When the week began, I kept feeling pressure to DO something, anything, like email, write, work, etc. I’d feel the pressure surface, and would remind myself, “No, this is my vacation. I don’t have to do anything.” It was hard, but I knew it was important for me to be able to recharge.
It made me aware of how much pressure we put on ourselves to produce. Thinking time, creative space, mulling things over just aren’t valued in the U.S. culture. We push ourselves to the brink and keep pushing. This isn’t very healthy or helpful for creativity, solving problems or even productivity.
To be able to progress and formulate new ideas, we actually need downtime to do it. This is when our minds get their batteries charged and we get the juice to come up with new concepts.

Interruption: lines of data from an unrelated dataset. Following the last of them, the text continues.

PR #1908, opened 2023-06-01
add task solution

spojrzenie:


src/styles/_catalog.scss
```diff
@@ -1,22 +1,30 @@
 .catalog {
-  display: flex;
-  flex-wrap: wrap;
+  padding: 10px 20px;
+  display: grid;
+  justify-content: center;
+  gap: 48px;
```
darokrk, line 6: "There should be one column below 488px" think you missed this requirement :)

just add here `grid-template-columns: repeat(1, 200px);`

darokrk (changes requested):
Small fix is required for approval :)

src/styles/_catalog.scss
spojrzenie: just thought this limit was not necessary as there was 1 column below 488px without this limit :)

src/styles/_catalog.scss
```diff
@@ -1,22 +1,31 @@
...
 
-  max-width: 944px;
-  margin: 0 auto;
+  grid-template-columns: repeat(1, 200px);
```
darokrk, line 7: You can even try to use here  'grid-template-columns' to `repeat(auto-fit, minmax(200px, 1fr));` to make the layout responsive and just leave only this breakpoint to make sure then you get max 4 columns.

`@media all and (min-width: 1024px) {
  }`

Then you can remove the rest breakpoints for the smaller screens.

`min-width: 488px` and `min-width: 768px`

darokrk (approved):
Nice 🥇  Give approval, but look at my last mention, test it by yourself and try to implement it :) it will improve code even more

PR #167, opened 2020-07-21
Fetch messages when popup is requested instead of when extension is loaded

edg2s:
Bug: [T258457](https://phabricator.wikimedia.org/T258457)


MusikAnimal (approved):
This only took what, 2 years to review... very sorry about the delay!

Anyways this works great in my testing. Thanks so much for volunteering your time :)

PR #168, opened 2020-07-21
Fix padding on narrow screen vector

edg2s:
Below 982px Vector uses 1em content padding instead of 1.5em


edg2s:
Before fix:
image
After fix:
image

PR #170, opened 2022-06-28
Remove unused 'activeTab' permission, update Node dependencies

MusikAnimal:
This commit also ignores a stylelint violation that occurred after
upgrading stylelint-config-wikimedia. The font size in this case was
explicitly given by the designer, see T234711.

Bug: [T311581](http://phabricator.wikimedia.org/T311581)


samwilson (approved):
Looks good to me! Everything compiles fine, but I'm failing to test because I've forgotten how to get Firefox to install unsigned extensions. :-P

The only thing I think might need changing is that the version number in package.json should be bumped. But that can happen in a separate patch.

MusikAnimal:
> Looks good to me! Everything compiles fine, but I'm failing to test because I've forgotten how to get Firefox to install unsigned extensions. :-P

It looks like the README needs to be updated. To install manually, nowadays you go to about:debugging#/runtime/this-firefox, but the `grunt run` command using web-ext should also work as described.

> The only thing I think might need changing is that the version number in package.json should be bumped. But that can happen in a separate patch.

Yeah I was going to save that for a "version bump" PR along with updates to CHANGELOG, etc.

samwilson:
Sounds good.

Thanks for working on this!

PR #172, opened 2022-07-29
Fix a bug with pages that have multiple .mw-parser-output

snapwich:
right now when this app replaces the page content (when enabling the plugin on a wikipedia page in the left nav) it searches for a `.mw-parser-output` class. usually there is only one of those classes present on the page around the primary page contents, however for pages that have `.mw-indicators` (icons for things such as "this page is protected") those icons are also wrapped in `.mw-parser-output`. the app currently treats every `.mw-parser-output` as a content wrapper so if you have two indicators when the page is re-appended to the wrapper it will write three copies of the page contents to the page.

example page with this bug: https://en.wikipedia.org/wiki/Bill_Gates

a side-effect of this bug (besides having the page display multiple times) is that the hovering effects will only apply to the last copy of the page contents. so if the page contents are written three times you need to scroll to the last copy of the page contents for the hover effects to work.

### DIFF
--- a/src/Controller.js
+++ b/src/Controller.js
@@ -144,7 +144,7 @@ class Controller {
 				// This is due to VE replacing the content element,
 				// rather than inserting new contents into it.
 				// eslint-disable-next-line no-jquery/no-global-selector
-				this.model.initialize( $( '.mw-parser-output' ), config );
+				this.model.initialize( $( '#bodyContent .mw-parser-output' ), config );
 				this.model.toggleEnabled( true );
 			} );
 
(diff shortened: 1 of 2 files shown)


MusikAnimal:
Wow, I'm quite surprised this has never come up until now... thank you for identifying this issue and creating a PR! I'm testing this now

MusikAnimal:
> I'm testing this now

So my computer froze and I had to restart, then completely forgot what I was doing after restarting, hehe!

Anyway, now having tested this, it fixes the bug as far as I can tell and I see no other places where `mw-parser-output` needs to be udpated (in comments or otherwise). Thanks again for submitting this PR!

MusikAnimal:
We'll get a new release of the browser extension out ASAP.

PR #173, opened 2022-07-30
Prepare 0.16.1 release

MusikAnimal:


samwilson (approved):
(I didn't know you could request review from the whole team!)

This looks fine. Only thing is, the previous release (0.16.0) seems to be missing: https://github.com/wikimedia/WhoWroteThat/releases

MusikAnimal:
> (I didn't know you could request review from the whole team!)

I didn't either, but it pings everyone and not just the devs, so I guess we probably won't use it much.

> the previous release (0.16.0) seems to be missing: https://github.com/wikimedia/WhoWroteThat/releases

Whoops! Looks like I forgot to make a release last time :( I just created it. It's got the wrong date but it is tied to the right commit, at least.

With your approval I'll go ahead and merge, and this time I won't forget to make the release!

PR #175, opened 2022-09-14
Prepare 0.16.2 release

MusikAnimal:
Also add dev step to use Node version specified in .nvmrc


theresnotime (approved):

snapwich:
these releases are making it to [firefox store](https://addons.mozilla.org/firefox/addon/whowrotethat) but don't seem to make it to [chrome](https://chrome.google.com/webstore/detail/who-wrote-that/ekkbnedhfelfaidbpaedaecjiokkionn). do you know when they'll make it to the chrome store? thanks

PR #179, opened 2023-05-04
Add pt.wikipedia.org

outl2unt123:


outl2unt123:
@MusikAnimal

MusikAnimal:
Thanks for this! I will get a few more of the newly added languages added to WhoWroteThat too, and we'll make a new release this week :)

PR #181, opened 2023-06-18
Fix Vector 2022 sticky header overlapping info bar

thewub:
Fix Vector 2022 sticky header overlapping the info bar following instructions at https://www.mediawiki.org/wiki/Reading/Web/Desktop_Improvements/Features/Sticky_Header#My_templates_use_sticky_elements._How_do_make_sure_they_do_not_overlap_the_sticky_header?

Bug: T310424


MusikAnimal (approved):
Works great in my testing. Thanks for contributing!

It’s like being sleep deprived, which our culture also is. Without sleep to reset our bodies and process our experiences, we tend to get sick, confused and cranky. We don’t value something that is integral to our survival and thriving.
It’s interesting that looking productive is more important than actual efficiency. If we’re not pushing ourselves, then it’s assumed that we’re slackers. But the most inventive people are those who sit and look into thin air as they think. They do enjoyable things as their minds process and incubate ideas.
After exercise, we need to let muscles rest and rebuild. The same is true of our working lives. Taking time-off is necessary for not only mental health, but also physical health. It was hard, but I forced myself to take the time to give my brain a rest. When is your next time-out?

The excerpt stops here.